Once closed, the deal brings an upfront equity check when CVC acquires a first tranche of shares in Hempel. Since joining in October 2022, Hansen has been on a mission to improve performance — results hit a record last year — and the proceeds will help Hempel invest in organic growth like developing new sustainable technologies.

But Hempel wants to hit hyperdrive and break into the top 5 or 6 players in the industry by the end of this decade. That means reaching a target of EU6-8 billion in sales, up to triple what they were last year, and something that can only likely be reached by M&A.

“When we project into the future, we see an industry that continues to consolidate and where the scale element of leadership becomes more and more important. M&A is a strategic journey. The partnership with CVC will enable that to a much greater degree. This is what they do for a living.”

Hansen said Hempel’s four main buckets of decorative paint, marine, energy and infrastructure are the prime areas for acquisitions.

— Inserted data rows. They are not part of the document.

PR #49, opened 2021-01-05
allow updating service category id in patch referral endpoint

tomsmyers:

allows the service category id to be updated on the draft referral.

allow API consumers to set the service category ID to get the dev environment working


karenmillermoj (approved):
looks great

PR #50, opened 2021-01-05
IC-664 add backing fields for more referral form data

tomsmyers:
## What do these changes do?

adds the following fields to the referral entity and draft referral DTO:

```
  var additionalRiskInformation: String? = null,
  var furtherInformation: String? = null,
  var additionalNeedsInformation: String? = null,
  var accessibilityNeeds: String? = null,
  var needsInterpreter: Boolean? = null,
  var interpreterLanguage: String? = null,
  var hasAdditionalResponsibilities: Boolean? = null,
```

these changes are tested by the the contract tests, which are not yet running up-to-date. it's a work in progress.

update the backend to reflect recent front end changes.

### DIFF
--- a/src/main/resources/db/migration/V1_5__referral_further_information.sql
+++ b/src/main/resources/db/migration/V1_5__referral_further_information.sql
@@ -1,0 +1,9 @@
+alter table referral
+    add column further_information text,
+    add column accessibility_needs text,
+    add column additional_needs_information text,
+    add column needs_interpreter boolean,
+    add column interpreter_language text,
+    add column has_additional_responsibilities boolean,
+    add column when_unavailable text,
+    add column additional_risk_information text;
--- a/src/main/kotlin/uk/gov/justice/digital/hmpps/hmppsinterventionsservice/dto/DraftReferralDTO.kt
+++ b/src/main/kotlin/uk/gov/justice/digital/hmpps/hmppsinterventionsservice/dto/DraftReferralDTO.kt
@@ -11,6 +11,14 @@ data class DraftReferralDTO(
   val completionDeadline: LocalDate? = null,
   val serviceCategoryId: UUID? = null,
   val complexityLevelId: UUID? = null,
+  val furtherInformation: String? = null,
+  val additionalNeedsInformation: String? = null,
+  val accessibilityNeeds: String? = null,
+  val needsInterpreter: Boolean? = null,
+  val interpreterLanguage: String? = null,
+  val hasAdditionalResponsibilities: Boolean? = null,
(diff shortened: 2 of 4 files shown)


karenmillermoj (approved):
Great

src/main/resources/db/migration/V1_5__referral_further_information.sql
```diff
@@ -0,0 +1,9 @@
+alter table referral
+    add column further_information text,
+    add column accessibility_needs text,
+    add column additional_needs_information text,
+    add column needs_interpreter boolean,
+    add column interpreter_language text,
```
sldblog, line 6: I seem to recall that there was a recommendation to represent the `needs_interpreter` and `interpreter_language` as a single field, something similar to `required_language`.

For languages, could we use the two-letter [ISO 639-1](https://en.wikipedia.org/wiki/ISO_639-1) codes? (Assuming at this point we don't care about distinctions between English dialects)

src/main/resources/db/migration/V1_5__referral_further_information.sql
```diff
@@ -0,0 +1,9 @@
+alter table referral
+    add column further_information text,
```
sldblog, line 2: _data question_
I'm still catching up so I'm a bit out of context, but that may be good. Is it worth adding context to these field names?

For example, by analysing the data in `further_information`, the processor will have to know if it's in the context of risk, the person or the desired actions.

sldblog (commented):
Sorry for the post-merge questions -- related to interpreting the raw data

src/main/resources/db/migration/V1_5__referral_further_information.sql
lawrence-forooghian: Bringing conversation here from Slack. We need to know:

- whether the "is an interpreter required? question has already been answered  (to drive the UI)
- whether an interpreter is required
- if and only if an interpreter is required, then what language

I don’t see how we can represent all three with a single field.

As for language codes - currently it's just a free-text input in the design; since we can't ask the probation practitioner to provide a language code, we'd have to provide some other UX e.g. a dropdown for this.

src/main/resources/db/migration/V1_5__referral_further_information.sql
lawrence-forooghian: The question and hint are:

> Do you have further information for the ${this.serviceCategory.name} service provider? (optional)
> For example, relevant previous offences, previously completed programmes or further reasons for this referral

`further_information_for_service_provider`?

CVC will be actively engaged in identifying the right targets, negotiating, and implementing deals. Hempel isn’t ruling out entering a totally new segment, but only if it can be a leader, he added.

The typical private equity investment period of four to five years doesn’t apply here. CVC is using its Strategic Opportunities platform, which takes longer-term view on returns. For now, at least, the topic of an exit isn’t foremost in anybody’s mind, according to the CEO.

“Ultimately, there will be an exit. How that exit will pan out, I don’t know. It’s not that I don’t want to talk about it, but I think neither CVC, the foundation or me can be specific about it.”

Clearly an IPO is one option, but Hansen stressed it’s not the only outcome.

“We have a range of options available to us when that day may come, but again the timeline is unknown. An IPO is one of them, or it could also be a sale to another institutional investor. There’s nothing precluding us from keeping our options open and ensuring that, when the time comes, we make the best possible choice for all owners.”